What do you know about poorism?

In this article, we will mention a fairly developing, paradoxical, and at the same time promising type of tourism. The alternative type of tourism “Poorism” is created by combining two words, poor & tourism that includes tours or living in underdeveloped areas and specifically in areas where residents live on the edge of poverty. An estimated 900 million people around the world live in slums with unhealthy shelters with problematic water, sewerage networks, and minimal education.

This type of tourism begins the Victorian period when the upper class living in Victorian London traveled to the East End of London to observe and exemplify how the lower class lived. Later, in the early 1990s, Poorism was developed in Africa by Nelson Mandela’s followers who wanted to see how the country’s municipalities were gradually evolving. In modern history, there is increased interest and participation in “Poorism” programs as there has been an aversion of travelers from the rich and luxurious resorts with artificial nature to the real and at the same time unknown world around us.

Today there are hundreds of tours of Poorism around the world and in some countries where people are struggling with economic recovery, it is a mean of income. In most cases, the tours aim to raise the awareness of the participants and aim at their contribution to the respective region.

But what are the most popular Poorism destinations?

#1 Darawi, Mumbai, India
©Sarah Heckroth, pinterest.com

Dharavi district of Mumbai is considered one of the largest slums in Asia. Some poorists (= travelers for Poorism) are surprised by the recycling factories in the area and the living conditions of the citizens. As with all Poorism excursions, you can feel humiliated by the fact that people are productive and seemingly happy with the meager goods that a Western citizen could not embrace.

For better living conditions and better quality of life, Dharavi residents move from 10 years old to larger cities searching for jobs or any way to survive, especially in garbage collection and recycling.

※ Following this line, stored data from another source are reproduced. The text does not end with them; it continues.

PR #12831, opened 2026-08-27
transdecoder/predict: fix cloud/copy-staging failure (follow-up to #12829)

erikrikarddaniel:
## PR checklist

- [x] Add a resource `label`
  - For modules:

#2 Kibera, Nairobi, Kenya & Khayelitsha, Cape Town, South Africa
©Ann Hartman, pinterest.com

Some parts of Africa have been suffering from malnutrition, water shortages, education, and more for many years. In the slum of Kayelitsa, the living conditions are frightening. In order for the citizens to find clean water, they need to walk at least 200 meters, creating problems mainly in their personal hygiene, cooking, and irrigation.

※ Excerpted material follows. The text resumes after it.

PR #12836, opened 2026-08-27
correct process label

leapicard:
small process label update to better fit the resources needed for the average analysis


erikrikarddaniel (approved):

Similarly, in Kibera, Africa’s largest slum, the quality of life is at its lowest levels. Only a quarter of students can afford to attend an educational institution and the salary ranges from 1-2 € per day with limited water and electricity. Moreover, in the slums of Africa, many citizens suffer from chronic diseases, transmitted or not.

#3 Orangi Town, Karachi, Pakistan
©Circles of emotion.org

The third most popular “Poorism” area is located in Pakistan and specifically in an area of ​​Karachi city, Orangi Town. The annual salary per person is about 1700 €, an amount that makes you think that the daily life of citizens is very difficult to even for basic needs. As a large percentage of residents live in shacks or makeshift houses, a bathroom is not a room that exists in many families resulting in all kinds of sewage in public places and at the same time, it contributes to the spread of diseases such as cholera within communities.

If you want to help the above areas you can become a volunteerist (= volunteer traveler) by really contributing to each community. It is better to contribute voluntarily to these three destinations than to observe them and not offer. Take a minute and think about your daily life then compare it with a resident of the above areas. I am sure that you understand that they really need your help!